# Task
Please give the number of lines in the entries below that hold "Additional", with no other words.

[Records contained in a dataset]
★ ★ ★

PR #2243, opened 2022-03-16
bug(http): fix panic on startup

### LINKED ISSUE #2242: Cargo run does not work
**Describe the bug**
When I execute `cargo run` meilisearch panic with the following message;
```
thread 'main' panicked at 'Command meilisearch-http: Argument or group 'enable-autobatching' specified in 'requires*' for 'max-batch-size' does not exist', /home/irevoire/.cargo/registry/src/github.com-1ecc6299db9ec823/clap-3.1.2/src/build/debug_asserts.rs:128:13
```

**To Reproduce**
1. cargo run
2. wait
3. wait

**Expected behavior**
It doesn't panic.

**Screenshots**
image

**Meilisearch version:** running on main

**Additional context**
Additional information that may be relevant to the issue.
I use firefox.

MarinPostma:
this seems to fix #2242

I am not sure why this doesn't reproduce on v0.26.0, so we should remain vigilant.

### DIFF
--- a/meilisearch-lib/src/options.rs
+++ b/meilisearch-lib/src/options.rs
@@ -52,20 +52,20 @@ pub struct SchedulerConfig {
 
     // The maximum number of updates of the same type that can be batched together.
     // If unspecified, this is unlimited. A value of 0 is interpreted as 1.
-    #[clap(long, requires = "enable-autobatching", hide = true)]
+    #[clap(long, requires = "enable-auto-batching", hide = true)]
     pub max_batch_size: Option<usize>,
 
     // The maximum number of documents in a document batch. Since batches must contain at least one
     // update for the scheduler to make progress, the number of documents in a batch will be at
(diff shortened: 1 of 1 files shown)


sanders41:
This fixed the error for me.

@MarinPostma when I initially ran it worked, but didn't rebuild. I did a `cargo clean` to get it to rebuild and verify it worked after that. I have no idea if it is related, but could this be why it didn't reproduce?

MarinPostma:
@sanders41 IDK, @curquiza found that the bug was not present when building in release, and I don't like that at all.

irevoire (approved):
I think we can merge here and then cherry-pick this commit to make a v0.26.1 wdyt @curquiza ?

MarinPostma:
bors merge

Corn68 (commented):
G

PR #2249, opened 2022-03-17
feat(all): introduce disable typos

MarinPostma:
Introduce the disable typo setting, that allows disabling typos for an index.

waiting on https://github.com/meilisearch/milli/pull/469


irevoire (approved):
Looks good to me. I don't think there will be any bug with this PR, and if there is a bug with the feature, it'll be from the milli side thus, I think we can merge :grin:

irevoire:
bors merge

PR #2253, opened 2022-03-21
refactor authentication key extraction

MarinPostma:
I am concerned that the part of the code that performs the key prefix extraction from the jwt token migh be misused in the future. Since this is a critical part of the code, I moved it into it's own function. Since we deserialized the payload twice anyway, I reordered the verifications, and we now use the data from the validated token.


MarinPostma:
bors try

ManyTheFish (approved):
It's way clearer, thanks @MarinPostma!

MarinPostma:
bors merge

ManyTheFish:
bors merge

★ ★ ★

# Problem solution
2